The set list was cleverly frontloaded with tracks from Enter the Wu-Tang (36 Chambers), which may have encouraged plenty of audience shout-alongs, but it also underscored the antique nature of the proceedings. Inspectah Deck, Raekwon, and Cappadonna deserve due praise for keeping admirable if inconsistent energy levels while their colleagues appeared less than fully committed. Deck’s full-throttling of his verse from “Bring Da Ruckus”, Raekwon’s hood bildungsroman on “C.R.E.A.M.”, Cappadonna’s general nuttiness and tendency for rapping past his cue and turning songs into a cappella freestyles—these were high points, yes, but high points that were nevertheless part of a losing effort.

Ghostface’s presence was so perfunctory and uninspired that he may as well have not shown up. Most of what he did was just walk around the back of the crowded stage and scratch his scalp absentmindedly. When RZA forced everyone into a too-long rendition of his “You Can’t Stop Me Now”, a sing-songy snoozer off his most recent Bobby Digital LP, the disgust of Ghostface, who along with Raekwon famously bemoaned the production decisions on 8 Diagrams as the fumblings of a “hip-hop hippy,” was all too evident. Ghostface did have his own chance to sing—over a drippy O’Jays sample, about how nice it was to have the family all together, and much more of a joke than RZA’s overly serious ego-trip—but it was small consolation for a setlist without a single song from his solo oeuvre.

The Clan’s song selection warrants further quibbling: Although Ghostface was in attendance, and there were no solo Ghostface songs performed, Method Man and GZA were not in attendance, and yet there were Method Man and GZA solo songs performed. “Clan in the Front”, “Duel of the Iron Mic”, and “Method Man” are all classics, but they barely exist when removed from the rappers who first performed them: No one needed to hear Raekwon spell out “M-E-T-H-O-D—Man.” And speaking as someone who found 8 Diagrams to be a generally rewarding excursion into the hazier realms of RZA’s jazz-rock ambitions, the Wu’s latest album was not represented enough here either. Watching the bewildered responses to “The Heart Gently Weeps” would have at least been unusual for a rap concert.

After an obligatory ODB tribute, in which a couple of under-matched kin of the late great Russell Jones struggled through a medley of famous ODB verses, “Triumph” was exhumed to significant fanfare, as if the song were Wu-Tang’s own “Stairway to Heaven”. That a song with no chorus and an ethereal, impressionistic backbeat has become such an anthem speaks volumes about Wu-Tang’s unique lyrical flair, and it was received with appropriate adulation. But the tune drained the already listless rappers of whatever energy was remaining. The rest of the show could best be described as a petering out. Ghostface left the stage a good ten minutes before the rest of the Clan (instead of waving goodbye, he appeared to shrug, but maybe I am projecting).
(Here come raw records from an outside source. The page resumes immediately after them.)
PR #1541, opened 2017-10-23
Produce syntax error messages in some cases

let-def:
This PR extends the build process to analyse the parser at compile-time and produce informations that are used at runtime for generating error messages.

# Features

It detects use of keywords in place of identifiers, use of uppercase identifiers when lowercase is expected, and missing `;`.

```reason
let x = module;
```
```
File "test.re", line 1, characters 8-14:
Error: 1471: module is a reserved keyword, it cannot be used as an identifier. Try `module_' instead
```

```reason
let maker(~SomeModule) => SomeModule.make ();
```
```
File "test.re", line 1, characters 11-21:
Error: 504: variables and labels should be lowercased. Try `someModule'
```

```reason
let foo = (a) => 1

if (foo) { bar }
```
```
File "test.re", line 3, characters 0-2:
Error: 843: syntax error, consider adding a `;' before
```

# Implementation

This PR adds a build-time dependency on menhirSdk. This package is already part of Menhir, so it should not affect existing processes.
menhirSdk is used to process the grammar & parser:
- menhir is invoked with `--cmly` to produce a synthetic description of the grammar
- src/menhir_error_processor.ml extracts relevant informations from the grammar and produces src/reason_parser_explain_raw.ml
- src/reason_parser_explain.ml is linked to reason and is used to produce error messages by matching the parser state with the information stored in src/reason_parser_explain_raw.ml

### DIFF
--- a/Makefile
+++ b/Makefile
@@ -17,15 +17,19 @@ precompile:
 	cp pkg/META.in pkg/META
 	ocamlbuild -use-ocamlfind -package topkg pkg/build.native
 
-build_without_utop: compile_error setup_convenient_bin_links precompile
+preprocess: precompile
+	./build.native build -r src/reason_parser.ml -r src/menhir_error_processor.native
+	./menhir_error_processor.native _build/src/reason_parser.cmly > src/reason_explain_error.ml
+
+build_without_utop: compile_error setup_convenient_bin_links preprocess
 	./build.native build --utop false
 	chmod +x $(shell pwd)/_build/src/*.sh
 
-build_with_outcome_test: compile_error setup_convenient_bin_links precompile
+build_with_outcome_test: compile_error setup_convenient_bin_links preprocess
 	./build.native build --utop true --outcome_test true
 	chmod +x $(shell pwd)/_build/src/*.sh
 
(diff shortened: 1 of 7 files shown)


chenglou:
Build is failing only because `reason_parser_explain_raw.ml` isn't checked in here, so that's fine. But when I run `rtop` after pinning reason again, I get:

```
File "/Users/chenglou/.opam/4.04.2/bin/rtop_init.ml", line 1:
Error: Reference to undefined global `Reason_parser_explain'
```

Not sure why. The rest seems to be passing!

Makefile
```diff
@@ -17,15 +17,19 @@ precompile:
 	cp pkg/META.in pkg/META
 	ocamlbuild -use-ocamlfind -package topkg pkg/build.native
 
-build_without_utop: compile_error setup_convenient_bin_links precompile
+preprocess: precompile
```
chenglou: I don't get why the CI is failing right now. It says it can't find `Reason_parser_explain_raw` but this rule clearly should have been executed. Maybe if we include `compile_error: update_error precompile`, it'd work

chenglou:
Patched the makefile. M-M-MERGING

PR #1544, opened 2017-10-24
Bump topkg requirements

chenglou:
@let-def's #1541 seems to require a newer version of topkg that provides
a `-r` flag


jordwalke:
Looks good. Is this why the tests were failing in his PR? Feel free to merge this as soon as these tests pass. Thanks, @chenglou.

chenglou:
No, see https://github.com/facebook/reason/pull/1541#issuecomment-338909827

PR #1558, opened 2017-10-27
Proper Esy support

andreypopp:
Now that esy supports `esy.json` manifests parallel to `package.json` we don't need to maintain a separate `package.opam.json` + a special release procedure.

Therefore this renames `package.opam.json` to `esy.json` and reverts the commit which adds a corresponding release procedure.


chenglou:
Thanks! Will merge this in a week or so. In case the new version has some critical flaws we need to patch soon

jordwalke:
Nice, this makes it so the stock git repo can be used as an npm package or an opam/esy package without conflict.

jordwalke:
Actually, merging this will speed up my dev cycle while trying to remove our `utop` dependency. Merging - feel free to revert if it ends up causing any problems.

chenglou:
Wait we're not removing utop before hot patching the current version...

jordwalke:
> Wait we're not removing utop before hot patching the current version...

Sorry, what do you mean by that?

This diff should have no perceivable effect on anyone except me while I try to remove `utop` dependencies (I merged it only because it helps me iterate faster in the repo).

On the subject, what would you suggest for the order that we remove `utop/rtop` into its own package? It's *technically* a breaking change, but one that shouldn't effect anyone's build processes - only the CLI experience. If we can get away with not bumping a major version for it, it will simplify a lot of things. So the two things that would be required:

A. Factor `rtop` out into its own package.
B. Decide whether or not to bump a major version.
C. Cut a new release with a major/minor version bump depending on what we decide.

What would you suggest for ordering/versioning?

After what appeared to be technical problems in Mathematics’ setup, the concert devolved into an impromptu freestyle competition involving various nobodies from the Clan’s entourage as well as enterprising locals who somehow made their way on stage. RZA was the only Wu-Tang member to watch more than a couple of the amateurs go at it, and after he left the stage, there was a general mood among of the audience of wait, that’s it? I have never seen a concert end so inconclusively, and yet I was glad that the thing was finally over.